PR #198, opened 2021-07-27
feat: list user uploads in client and `w3`

olizilla:
- add `client.list` method
- add `w3 list` command with `--json` for ndjson output, or `--cid` for just the roots.

**The default output is nice for human eyes**

```console
$ w3 list
  Content ID                                                  Name
⁂ bafkreihs2lcpdsqowqpako6t4g3axyowb52r6k7hkl5mz35g7g3cyla5rq Upload at 2021-07-26T16:30:26.193Z
⁂ bafybeicwehe4cx74f5gf2duol7g5kgqmkh4z7ivnqikgqgspckqazz6ygi Upload at 2021-07-26T16:29:40.492Z
⁂ bafybeib6y5ih3q7dandsu3yu3ijinsreqklsvyydb2io3heussg5gptcxy dance.svg
```

**Just the CIDs for robot bashing**

```console
$ w3 list --cid
bafkreihs2lcpdsqowqpako6t4g3axyowb52r6k7hkl5mz35g7g3cyla5rq
bafybeicwehe4cx74f5gf2duol7g5kgqmkh4z7ivnqikgqgspckqazz6ygi
bafybeib6y5ih3q7dandsu3yu3ijinsreqklsvyydb2io3heussg5gptcxy
```

**ndJSON, for expert robots**

```console
$ w3 list --json
{"name":"Upload at 2021-07-26T16:30:26.193Z","cid":"bafkreihs2lcpdsqowqpako6t4g3axyowb52r6k7hkl5mz35g7g3cyla5rq","created":"2021-07-26T16:30:26.993827Z","dagSize":41980,"pins":[{"status":"Pinned"},{"status":"Pinned"},{"status":"Pinned"}],"deals":[]}
{"name":"Upload at 2021-07-26T16:29:40.492Z","cid":"bafybeicwehe4cx74f5gf2duol7g5kgqmkh4z7ivnqikgqgspckqazz6ygi","created":"2021-07-26T16:29:41.879866Z","dagSize":42037,"pins":[{"status":"Pinned"},{"status":"Pinned"},{"status":"Pinned"}],"deals":[]}
{"name":"dance.svg","cid":"bafybeib6y5ih3q7dandsu3yu3ijinsreqklsvyydb2io3heussg5gptcxy","created":"2021-07-26T15:03:18.760760Z","dagSize":127028,"pins":[{"status":"Pinned"},{"status":"Pinned"},{"status":"Pinned"}],"deals":[]}
```

**ndJSON, it pipe to jq!**

```console
$ w3 list --json | jq
{
  "name": "Upload at 2021-07-26T16:30:26.193Z",
  "cid": "bafkreihs2lcpdsqowqpako6t4g3axyowb52r6k7hkl5mz35g7g3cyla5rq",
  "created": "2021-07-26T16:30:26.993827Z",
  "dagSize": 41980,
  "pins": [
    {
      "status": "Pinned"
    },
    {
      "status": "Pinned"
    },
    {
      "status": "Pinned"
    }
  ],
  "deals": []
}
{
  "name": "Upload at 2021-07-26T16:29:40.492Z",
  "cid": "bafybeicwehe4cx74f5gf2duol7g5kgqmkh4z7ivnqikgqgspckqazz6ygi",
  "created": "2021-07-26T16:29:41.879866Z",
  "dagSize": 42037,
  "pins": [
    {
      "status": "Pinned"
    },
    {
      "status": "Pinned"
    },
    {
      "status": "Pinned"
    }
  ],
  "deals": []
}
{
  "name": "dance.svg",
  "cid": "bafybeib6y5ih3q7dandsu3yu3ijinsreqklsvyydb2io3heussg5gptcxy",
  "created": "2021-07-26T15:03:18.760760Z",
  "dagSize": 127028,
  "pins": [
    {
      "status": "Pinned"
    },
    {
      "status": "Pinned"
    },
    {
      "status": "Pinned"
    }
  ],
  "deals": []
}

```

TODO: we're iterating on this api, and will likely simplify it so the `client.list` function is an async generator.

License: (Apache-2.0 AND MIT)


olizilla:
**what the fork is happening here githoob? is your monospace font _not monospace!?_

Screenshot 2021-07-27 at 15 20 19

olizilla:
i think it depends on the font stack. They are using a "monospace-ui" for code, and it may fall back to a non-monospace font for the asterism...

packages/w3/index.js
```diff
@@ -13,12 +14,12 @@ const config = new Conf({
 })
 
 /**
- * Get a new API client configured either from opts or config
+ * Get a the API client config
```
vasco-santos, line 17:
```suggestion
 * Get the API client config
```

packages/w3/index.js
```diff
@@ -92,6 +103,55 @@ export async function get (cid, opts) {
   await writeFiles(res.unixFsIterator(), opts.output)
 }
 
+/**
+ * Print out all the uploads in your account by data created
+ *
+ * @param {object} opts
```
vasco-santos, line 109:
```suggestion
 * @param {object} [opts]
```

Let's also make opts optional?

packages/w3/index.js
```diff
@@ -92,6 +103,55 @@ export async function get (cid, opts) {
...
+ * @param {string} [opts.api]
+ * @param {string} [opts.token]
+ * @param {number} [opts.size] number of results to return per page
+ * @param {string} [opts.before] list items uploaded before this iso date string
+ */
+export async function list (opts) {
```
vasco-santos, line 115:
```suggestion
export async function list (opts = {}) {
```

vasco-santos (commented):
🎉 this is rad!

olizilla:
@vasco-santos we're thinking to have `client.list` be a generator instead, as it's a bit rough to use the current impl directly as it just returns the fetch Response directly, what do you think? I'd probably pull the `paginator` into the client lib, and then use it as the guts of `client.list` (but it could be reused for other paginatable end points in the future.

packages/client/src/lib.js
```diff
@@ -215,6 +215,20 @@ class Web3Storage {
     return res.json()
   }
 
+  /**
+   * @param {Service} service
+   * @param {{before: string, size: number}} opts
+   * @returns {Promise<Response>}
+   */
+  static async list ({ endpoint, token }, { before = new Date().toISOString(), size = 25 }) {
+    const search = new URLSearchParams({ before, size: size.toString() })
```
alanshaw, line 224: Nit: I think unnecessary to to to toString.

```suggestion
    const search = new URLSearchParams({ before, size })
```

Screenshot 2021-07-27 at 15 45 35

packages/w3/bin.js
```diff
@@ -21,6 +21,12 @@ cli.command('put <path>')
   .option('--no-wrap', 'Dont wrap input files with a directory.')
   .action(put)
 
+cli.command('list')
+  .describe('list all the uploads in your account')
+  .option('--json', 'Format as newline delimted JSON')
+  .option('--cid', 'Only print the root cid per upload')
```
alanshaw, line 27:
```suggestion
  .option('--cid', 'Only print the root CID per upload')
```

alanshaw (approved):
I love it.

vasco-santos:
@olizilla I am all into async generators, and for things like the CLI they are awesome. 

However, they tend to be less friendly for the users for what I have seen in IPFS+libp2p world. So, probably we should add `client.list()` and `client.getList()` ? where `getList()` would iterate the loop for them? Wdyt?

alanshaw:
Maybe `list` and `listIterator` to echo the `unixfsIterator` function we have on the `Web3Response`?

Or just `list()` but with a `res.paginator()` on the response?

olizilla:
> Or just `list()` but with a `res.paginator()` on the response?
I'm not clear on how this one would work, as you'd have a response with the first page of results on.

> Maybe `list` and `listIterator` to echo the unixfsIterator function we have on the Web3Response?
Yes, can has this.

packages/client/src/lib.js
olizilla: oh yes it is very uneccessary. but guess what. `tsc` hates it.

alanshaw: ohhhh

olizilla:
moved the pagination logic to the client. Added `client.list()` and `client.listIterator()`. Added totals to output

```console
$ w3 list
  Content ID                                                   Name
⁂ bafybeihuerbawpgbe5elho6tm6nkub42mj3fnrxzj4natrtcgvxmltywbq  web3-storage-web3.storage-203-4d56a318
⁂ bafybeicy66ruousdueiy43nqtr65ayagan4jd5f4ciepziojhvsam2yq7i  web3-storage-web3.storage-202-8c448172
⁂ bafybeiczvktm24qpmy3vwh7iapzy57mvx4gfshjwvoo7zfhi4jwmnfvbhe  web3-storage-web3.storage-201-537ad2ea
...trim...
⁂ bafybeihhjor3lyyckkdm4vjx55yx2cj2rsv4yw3mvtjuskjugvb5a2n5da  testing add-to-web3
⁂ bafybeifspyokz6jte5xue4smlt4jmd7jzzl2xhwsdq4z3x57wksjrlle5i  Upload at 2021-07-19T15:01:26.411Z
⁂ bafybeicwehe4cx74f5gf2duol7g5kgqmkh4z7ivnqikgqgspckqazz6ygi  Upload at 2021-07-15T10:03:02.236Z
⁂ bafybeig3zgiasqh7bsmvc5cudkkeeh3qborbscua3eqqky7m7fbzgrb4qu  not-distributed.jpg
⁂ bafybeif3l7iexiezaj65twojeqqbdkj3c43tyupb2ocayos5s6yz5duoxy  missingno.jpg
  112 items – 225.3MB strored
```

packages/client/src/lib.js
```diff
@@ -215,6 +217,50 @@ class Web3Storage {
     return res.json()
   }
 
+  /**
+   * @param {Service} service
+   * @param {{before: string, size: number}} opts
+   * @returns {AsyncIterable<Upload>}
+   */
+  static async * listIterator (service, opts) {
```
alanshaw, line 225: We were careful to keep the API surface area small for the rest of the API so adding 3 methods for this feels like too many.

I'm starting to wonder if `list(options): AsyncIterable` is fine.

First page is just `await client.list().next()` or `for await (const page of client.list())` if you need to paginate through. You can also call `client.list({ before }).next()` with a different date to do your own pagination...

packages/client/src/lib.js
```diff
@@ -215,6 +217,50 @@ class Web3Storage {
...
+      const page = await res.json()
+      for (const upload of page) {
+        yield upload
+      }
+    }
+  }
+
+  /**
+   * @param {Service} service
+   * @param {{before: string, size: number}} opts
```
alanshaw, line 239: Size doesn't really make sense here as an option. We should just set it to the max size.

alanshaw: ...or limit the results to the size that is passed. Which might be kinda cool - you can specify any size even though the API has a size restriction.

packages/client/src/lib.js
```diff
@@ -215,6 +217,50 @@ class Web3Storage {
     return res.json()
   }
 
+  /**
+   * @param {Service} service
+   * @param {{before: string, size: number}} opts
```
alanshaw, line 222: We should really have a type for this option so we can explain that `before` is a date as an ISO string and `size` is the max page size, not the max results to retrieve.

packages/client/src/lib/interface.ts
```diff
@@ -194,3 +194,7 @@ export interface Status {
    */
   deals: Array<Deal>
 }
+
+export interface Upload extends Status {
+  name: string
+}
```
alanshaw, line 200: 👍 we'll use this type in the UI also.

alanshaw (changes requested):

packages/client/src/lib.js
olizilla: yeah, it did feel chonky to have 3 list methods. I think having 1 way to do a thing is better. Folks are going to want a method that gives them an array, but i think if the docs give them the code to copy/paste like

```json
const uploads = []
for await (const item of client.list()) {
  uploads.push(item)
}
```

it should be fine.

packages/client/src/lib.js
olizilla: I think maybe i should change the name of the param to `maxResults` so not to have `size` mean either 'page size' or 'max results'

olizilla:
@alanshaw feedback actionnnnd. please to eyes.
I shall assume good and add tests.

alanshaw (approved):
🚢

PR #374, opened 2021-08-19
feat: add repl.it code sample to the tokens page

### LINKED ISSUE #317: Add web sandbox to account page
To reduce the time between creating a token and uploading your first file:

Add a repl.it instance to the account page,  so that people can execute an example script that adds a file with their own API key right after creating it.

rafaelramalho19:
Closes #317


packages/website/pages/tokens.js
```diff
@@ -203,6 +203,14 @@ export default function Tokens({ isLoggedIn }) {
                 </div>
               </div>
             </When>
+            <When condition={tokens.length === 1}>
+              <div className="flex flex-col items-center">
+                <p className="font-black mt-10">
+                  Want to test the token quickly? Upload a file in 
+                  {" "}<a className="underline" href={`https://web3storage-tokens-srv.rafaelramalho1.repl.co/?token=${tokens[0].secret}`} target="_blank" rel="noreferrer">repl.it</a>
```
olizilla, line 210: We need to set up a web3.stroage account for repl.co rather than relying on `rafaelramalho1`

rafaelramalho19: Done :)

packages/website/pages/tokens.js
```diff
@@ -203,6 +203,14 @@ export default function Tokens({ isLoggedIn }) {
                 </div>
               </div>
             </When>
+            <When condition={tokens.length === 1}>
+              <div className="flex flex-col items-center">
+                <p className="font-black mt-10">
+                  Want to test the token quickly? Upload a file in 
+                  {" "}<a className="underline" href={`https://Upload-with-Token-Node-demo.web3storage.repl.co/?token=${tokens[0].secret}`} target="_blank" rel="noreferrer">repl.it</a>
```
olizilla, line 210: nit: the url gets redirected to the lowercase equivalent, so let's just lowercase it here. 

Also let's not pass in the first token to the repl. The user should copy the token they want and paste it into the repl window manually. If i have 3 tokens listed, i'd like to know which token i am testing.

Also also, passing the token to repl.co in as a search param will have it appear in repl.co's http request logs which is bad, and the users brower history, which is less bad, but still undesirable.

olizilla (changes requested):

olizilla:
Screenshot 2021-09-06 at 15 46 06

Also, please update the page title in the repl to read `Web3.Storage token tester`.

packages/website/pages/tokens.js
rafaelramalho19: Alright, I'll also change it so that the demo can show with any number of tokens, right now it's only if you have 1 token only.

olizilla:
The repl.it sample always takes a while to warm up for me, which feels kinda rough. What about if we direct folks to our client upload example at https://bafybeic5r5yxjh5xpmeczfp34ysrjcoa66pllnjgffahopzrl5yhex7d7i.ipfs.dweb.link/ which also lets them paste in a token, and upload a file of their choosing, and lists the uploads on the account.

atopal:
Yes, let's land this as Oli suggested, and we then we might want to iterate.

rafaelramalho19:
Done, please review @olizilla 🙏

PR #379, opened 2021-08-20
Feat/sort uploads list

### LINKED ISSUE #276: Add ability to sort/filter files in the web UI
Users should be able to sort and filter files in the Web UI. Currently the table is static with fixed pagination.

rafaelramalho19:
- Closes #276


packages/db/fauna/resources/Function/findUploadsByUser.js
```diff
@@ -26,12 +26,49 @@ const {
...
+                  Index('upload_by_user_sort_by_size_desc')
+                ),
+                // PinStatus Sort
+                If(
+                  Equals(Var('sortBy'), 'PinStatus'),
+                  If(
+                    Equals(Var('sortOrder'), 'Asc'),
+                    Index('upload_by_user_sort_by_pin_status_asc'),
+                    Index('upload_by_user_sort_by_pin_status_desc')
+                  ),
```
vasco-santos, line 61: Let's remove this until we figure out how to properly do this?

Particularly in PinStatus:
- Would it be a sort by Pin status alphabetical order?
- What is the Pin Status when an upload has multiple Pins and they have different states?

For size itself, We need to list all uploads a user have sorted by size. So, we have a userId and need to get all the uploads for the user (which needs to be paginated…), and with that we need to get the Content Ref of them, get the content doc and sort by the content size, in order to than return the actual Uploads.
Sadly, we can’t do an index with two collections where we could get uploads from user and values for dagSize to sort.
So, I am not seeing any other solution except to replicate the dagSize of Content also in upload?

vasco-santos (commented):
Any ideas why CI is now failing?

packages/db/fauna/resources/Function/findUploadsByUser.js
rafaelramalho19: That should be tracked in #373 I believe

vasco-santos: ok, I updated the branch to unblock this

vasco-santos: I merged it in, you can get this updated to get this shipped 🚢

======

Return a copy of each line in the entries that contains "iterate".

◆ Written reply ◆
However, they tend to be less friendly for the users for what I have seen in IPFS+libp2p world. So, probably we should add `client.list()` and `client.getList()` ? where `getList()` would iterate the loop for them? Wdyt?
Yes, let's land this as Oli suggested, and we then we might want to iterate.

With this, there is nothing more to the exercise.